18.2.11

Biutiful

Photo: screenrant.com

BY: Manori Ravindran (Guest contributer/Fellow fille!)

Starring Javier Bardem, Maricel Álvarez, Hanaa Bouchaib and Guillermo Estrella. 148 minutes. R

Life isn’t beautiful. Not for Uxbal, at least. In Iñárritu’s Biutiful, Javier Bardem is Uxbal, a husband, father and crook coming to terms with a diagnosis of cancer. Set in Barcelona, this gritty drama is about the multiple lives affected when a dying man tries to settle his scores before death.

Uxbal is a complicated character. Making a living from the dangerous business of human trafficking, he oversees a group of Chinese factory workers and undocumented Senegalese immigrants. Though he exploits them, Uxbal treats the workers with respect and cares for their families. He is also a medium who connects with those who have passed into the afterlife. The character's clashing roles are confusing. Should we hate him or pity him? Or should we do both?

The only good things in Uxbal's life are his children, Ana (Hanaa Bouchaib) and Mateo (Guillermo Estrella), who bounce back and forth between him and his troubled wife, Marambra (Maricel Álvarez). The relationship with his children helps us understand what drives him to go to such measures to provide for his family long after he's gone.

Biutiful is Iñárritu's first feature film since Babel (2006). The two are similar in their representations of a globalized world. Babel connected the lives of four families spread around the world who are affected by the same series of events. Biutiful is more localized.

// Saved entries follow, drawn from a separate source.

PR #635, opened 2025-02-19
add rwas filter

mendesfabio:
A few weeks ago we discussed over Slack about having a category to highlight RWA pools. I've just done the obvious changes but might've missed something. Metadata PR has been merged https://github.com/balancer/metadata/pull/46

### DIFF
--- a/packages/lib/config/projects/beets.ts
+++ b/packages/lib/config/projects/beets.ts
@@ -20,7 +20,7 @@ export const ProjectConfigBeets: ProjectConfig = {
   },
   options: {
     poolDisplayType: PoolDisplayType.Name,
-    hidePoolTags: ['VE8020'],
+    hidePoolTags: ['RWA', 'VE8020'],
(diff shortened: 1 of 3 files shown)


groninge01:
with regards to the metadata: 
if a third party creates a pool with these tokens it won't be added automatically so maybe it's better to link the tag to the specific token instead of the pool?

mendesfabio:
thanks @groninge01 I didn't know that was possible. These pools have been created by Gnosis/KPK and are incentivized so at this moment are the only ones we would like to highlight. I'm wondering if we changed metadata to tokens will this same PR still work? Not clear to me whether tagging tokens works for pools list filtering or only for banners/icons in pool page.

groninge01:
as long as the tag gets added to the pool(s) the filtering will work and any other stuff that looks at tags
i will check it with franz or jarek

groninge01 (approved):

PR #669, opened 2025-02-25
fix: points display on pool list & detail pages

groninge01:
the api added `'POINTS'` as tag for any pool with any points
this simplifies the pool filter and the points display on the list page


agualis (changes requested):
Filtering by points I don't get any result: 

https://mono-frontend-v3-git-fix-points-display-for-lis-f6fb71-balancer.vercel.app/pools?poolTags=POINTS

agualis (approved):

PR #701, opened 2025-03-07
Add custom error messages support via metadata

danielmkm:
The goal here is to allow the maxis the ability to add custom error messages to both the pool detail and add liquidity pages for special cased pools via the metadata repo. We additionally add support for an `allowAddLiquidity` flag that overrides the blocking of add liquidity when present in the metadata.

Screenshot 2025-03-07 at 09 42 49
Screenshot 2025-03-07 at 09 42 43


packages/lib/modules/pool/pool.helpers.ts
```diff
@@ -302,7 +303,12 @@ const shouldBlockV3PoolAdds = false
  * Returns true if we should block the user from adding liquidity to the pool.
  * @see https://github.com/balancer/frontend-v3/issues/613#issuecomment-2149443249
  */
-export function shouldBlockAddLiquidity(pool: Pool) {
+export function shouldBlockAddLiquidity(pool: Pool, poolMetadata?: PoolMetadata) {
```
agorer, line 306: Working on https://github.com/balancer/frontend-monorepo/issues/702 and that is related to this one and have a question: should we show tooltip reasons (getPoolAddBlockedReason) even when it is forced to be allowed by the metadata?

danielmkm: In instances where it is explicitly allowed, I would not show the reason, it should be covered by the custom pool warnings

PR #704, opened 2025-03-07
feat: helper function to set multiple token balances within an imperso…

agualis:
…nated hook


agorer (approved):

agorer:
@agualis just one question related to this. Whenever we are using an anvil fork, what happens with API data? Will it just return outdated data?

agualis:
> @agualis just one question related to this. Whenever we are using an anvil fork, what happens with API data? Will it just return outdated data?

Yeah, but I think the data to check in the E2E tests will be normally overwritten onchain.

The film is set in Barcelona, but the issues it tackles, such as the exploiting of undocumented immigrants, are global in scope.

The tragic nature of these circumstances is what makes the film so upsetting. When things go horribly wrong in the factory basement housing the Chinese workers, Uxbal's life begins to unravel. Biutiful quickly switches from gritty to unbearable, showing human suffering that is, at times, impossible to watch.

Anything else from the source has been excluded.